Hope for patients with diabetes-related blindness

Patricia Gibbs’ vision had been dwindling for years by the time it deserted her in a western Sydney street eight years ago—but nothing had prepared the then 50-year-old diabetes patient for the isolation and frustration that would follow.

Forced to give up her license, Gibbs didn’t just lose her sight, she also lost a hefty dose of independence and soon stopped her volunteer work and most of the other activities that had been keeping her busy.

“I was devastated. I laid in bed all day and threw all my clothes away. I thought ‘what the hell am I going to do?’”  Gibbs says.

But her life took an about turn a little more than three years ago when she began receiving treatment known as “intraocular therapy” as part of a randomised control trial at Sydney Eye Hospital.

Last Friday the journal of Ophthalmology published the findings of the two year research which found injecting the eye with steroids doubles the chance of improving vision and halves the risk of it getting worse in patients who have diabetic macular oedema, the most common cause of vision loss in people with diabetes (Ophthalmology 2006:113(9);1533-1538).

Gibbs was one of the success stories: during the trial she received the treatment in one eye and a placebo in the other and was later given the injections in both eyes. These days she can once again see her grandchildren, she can see to cook, and probably most significantly, she can drive again.

When a person has diabetic macular oedema the blood vessels in their eyes deteriorate and leak, causing the retina to swell—which leads to blurred vision and an inability to focus. If it’s left untreated it can ultimately lead to blindness.

Typically doctors use laser therapy to seal the leaks and slow the swelling, but that treatment fails in about 25 percent of eyes, including each of the 43 patients who participated in the Sydney Eye Hospital trial, says the study’s lead researcher, associate professor Mark Gillies of Save Sight and Eye Health Institute at the University of Sydney.

That’s where intraocular steroid therapy comes in.

Professor Paul Mitchell, director of ophthalmology at Westmead Hospital, says that while the steroid therapy is unlikely to replace standard laser therapy as the first port of call in treatment because there are significantly more side effects associated with it, it plays an important role for people whose eyes don’t respond to the laser therapy at all, or for whom the problem recurs. (The cost of a steroid injection is slightly less than a standard bout of laser therapy, Gillies and Mitchell say).

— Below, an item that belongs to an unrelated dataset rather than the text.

PR #154, opened 2025-11-17
fix: Allow blocks to appear more than once

Peeja:
Even simpler than I thought. Literally just don't include the path in the find.

#### PR Dependency Tree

In the study patients were given one injection of cortisone every six months and closely monitored for two years. Many patients only need one or two injections, though some need more. After an anaesthetic is put under the film of the eye, doctors use a very fine needle to inject cortisone into the white of the eye—and according to Mitchell (and verified by Gibbs) the process is virtually painless.

“It doesn’t make your eye look or feel any different,” Mitchell says.

The cortisone seems to have an antiinflammatory effect on the swelling although researchers are still not sure how exactly it works—only that it does, Gillies says.

The treatment has been used widely in Australia, America and Europe over the last five years, but until now there was no actual proof of its safety or efficacy.

“Until a long term trial like this we really didn’t know how good it was, and the fact that it was sustained over two years means it’s probably going to last,” Mitchell says.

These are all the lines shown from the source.